++++ GIVEN ENTRIES

PR #8, opened 2022-08-10
fix: authn cleanup

mkobetic:
Follow up for #7:
* applied proper commit message
* renamed AuthData.timestamp => AuthData.created_ns
* ~~renamed PublicKey.timestamp => PublicKey.created_ns~~
* ~~moved AuthData into Token~~
* moved Secp256k1Uncompresed into PublicKey
* ordered type definitions to have the contents first and inner types after


proto/message_api/v1/authn.proto
```diff
@@ -50,17 +51,19 @@ message Token {
...
-    // address of the wallet
-    string wallet_addr = 1;
-    // time when the token was generated/signed 
-    uint64 timestamp = 2; 
+    // AuthData carries token parameters that are authenticated
+    // by the identity key signature.
+    // It is embedded in the Token structure as bytes
+    // so that the bytes don't need to be reconstructed
+    // to verify the token signature.
+    message AuthData {
```
neekolas, line 60: Why do we want this inside the Token message when it isn't actually used in the Token message?

I'm fine with it being a separate message

proto/message_api/v1/authn.proto
```diff
@@ -13,30 +13,31 @@ option go_package = "./message_api/v1";
...
 message PublicKey {
-    uint64 timestamp = 1;
+    uint64 created_ns = 1;
     Signature signature = 2;  // signature is optional in the xmtp-js version
     oneof union {
         Secp256k1Uncompresed secp256k1_uncompressed = 3;
     }
+
+    // Secp256k1 public key in uncompressed point format.
+    message Secp256k1Uncompresed {
```
neekolas, line 37: This makes sense, given it's used in the message

neekolas:
@mkobetic have you run `npm i` inside the repo? Curious why commitlint actually let you commit without valid messages

proto/message_api/v1/authn.proto
```diff
@@ -13,30 +13,31 @@ option go_package = "./message_api/v1";
...
-message Secp256k1Uncompresed {
-    // uncompressed point with prefix (0x04) [ P || X || Y ], 65 bytes
-    bytes bytes = 1; 
 }
 
 // PublicKey represents a generalized public key,
 // defined as a union to support cryptographic algorithm agility.
 message PublicKey {
-    uint64 timestamp = 1;
+    uint64 created_ns = 1;
```
neekolas, line 30: Given that we are converting back and forth between the existing crypto protos and these, would be nice to have them be as similar as possible.

mkobetic: OK, I can roll this back.

neekolas: Right now the only change is the optional signature, which doesn't prevent the translation between our native crypto types and these new protos directly.

proto/message_api/v1/authn.proto
mkobetic: I was just trying to organize things more uniformly, types that are only used in a message to be inner types of the message. But I can see the argument that AuthData is used indirectly, I can move it back out.

mkobetic:
> @mkobetic have you run `npm i` inside the repo? Curious why commitlint actually let you commit without valid messages

It doesn't let me now, but it did with the previous PR, I'm not sure what was going on there. It may be that I ran `npm i` in the meantime somehow.

neekolas (approved):

proto/message_api/v1/authn.proto
mkobetic: I wasn't clear which proto types will be used for what. But I guess with TS ducktyping they are interchangeable as long as they are structurally the same.

PR #9, opened 2022-08-11
Import client protos

neekolas:
## Summary
This brings in the full set of client protobufs to the `proto` package. There are no changes to the wire format for anything here, although some fields have been renamed to meet our linting rules (mostly around snake casing field names). 

### Contents
- Uses client types for `Signature` and `PublicKey` in Authn
- Namespaces `message_api`
- Exports all client types
- Use `source_relative` go imports so that we can import one package from another
- Added some comments to messages to satisfy the linter

## Notes
- I had to ignore the protolint rules for the `Compression` enum, which does not conform to the rules (it doesn't have an `UNSPECIFIED` 0 value)


mkobetic (approved):
Looks good. 👍

PR #13, opened 2022-08-24
Split up xmtp_envelope.proto

mkobetic:
Given that the public key stuff plays a role on its own in the contact topics and that the xmtp_envelope file is getting long and convoluted, I thought it might be a good idea to break it up in two.

This might require some updates in xmtp-js as some of the types will move into `publicKey.*` in the `index.js`. Other than that it should be pretty harmless. I ran the code generation steps for both go and ts, which seemed to have succeeded.


neekolas:
Given that this is a breaking change for importers of the library, I think we should include a semver commit comment that notes that and causes a major release. We got bit by this a couple weeks ago.

Side note: I previously pinned `@xmtp/proto` to the exact version in `xmtp-js`, but somehow that got reverted (probably by me).

proto/message_contents/public_key.proto
```diff
@@ -0,0 +1,54 @@
...
+// PublicKeyBundle packages the cryptographic keys associated with a wallet,
+// both senders and recipients are identified by their key bundles.
+message PublicKeyBundle {
+    PublicKey identity_key = 1;
+    PublicKey pre_key = 2;
+}
+
+// The PublicKeyBundle of the user on the network.
+// Used to derive shared secrets for encrypted messaging
+message ContactBundleV1 {
```
neekolas, line 45: Do we actually want to break ContactBundle into it's own file too while we are at it?

mkobetic: I'm game, do you mean just the ContactBundle or the PublicKeyBundle as well? If the latter then we should probably break out PrivateKeyBundle as well for consistency. I think I'd slightly prefer to keep it to just the ContactBundle.

go/generate.go
```diff
@@ -8,4 +8,11 @@ import (
 )
 
 //go:generate go install google.golang.org/grpc/cmd/protoc-gen-go-grpc
-//go:generate protoc --proto_path=../proto -I=. -I=../build/tmp/vendor --go_out=paths=source_relative:. --go-grpc_out=paths=source_relative:. --grpc-gateway_out=generate_unbound_methods=true,paths=source_relative:. ../proto/message_api/v1/message_api.proto ../proto/message_api/v1/authn.proto ../proto/message_contents/xmtp_envelope.proto
+//go:generate -command compile protoc --proto_path=../proto -I=. -I=../build/tmp/vendor --go_out=paths=source_relative:. --go-grpc_out=paths=source_relative:. --grpc-gateway_out=generate_unbound_methods=true,paths=source_relative:.
```
mkobetic, line 11: Trying to split up this unmaintainable line (apparently we were already missing private key and composite here). This line defines an "alias" called "compile" that translates to the rest of this line (i.e. all the protoc with all the parameters). Then we can use the alias to compile the proto files individually, making the list of files clearer.

neekolas: We could also have it just run a script that is multi-line

proto/message_contents/public_key.proto
```diff
@@ -0,0 +1,41 @@
+// Public Key
+syntax = "proto3";
+
+package xmtp.message_contents;
+
+option go_package = "github.com/xmtp/proto/go/message_contents";
+
+// Signature represents a generalized public key signature,
+// defined as a union to support cryptographic algorithm agility.
+message Signature {
```
jazzz, line 10: In the future this signature may be used outside of the publicKey message, to sign other objects. I don't think its really worth splitting it out, to figured I would point it out

jazzz (approved):

neekolas (approved):

proto/message_contents/public_key.proto
mkobetic: Hm, I think this might be worth splitting out as well, especially as the number of signature and key types grows. We should already have a second Signature type for wallet signatures. So unless there are objections, I'll split it out too.

go/generate.go
mkobetic: In that case it would probably make more sense to skip go:generate altogether. I'll leave as is, we can decide to switch in separate PR, for now I just wanted to make this more maintainable.

PR #47, opened 2023-02-27
Update topic map

neekolas:
## Summary

Oof. I realized that the `InvitationV1` doesn't include a `created` timestamp, which I need to sort the data


neekolas:
Thanks. 🤦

++++++++

**WHAT YOU HAVE TO DO:** Copy out each line of the data that includes the string "timestamp".

**THE COMPLETED TASK:**
* renamed AuthData.timestamp => AuthData.created_ns
* ~~renamed PublicKey.timestamp => PublicKey.created_ns~~
-    uint64 timestamp = 2; 
-    uint64 timestamp = 1;
-    uint64 timestamp = 1;
Oof. I realized that the `InvitationV1` doesn't include a `created` timestamp, which I need to sort the data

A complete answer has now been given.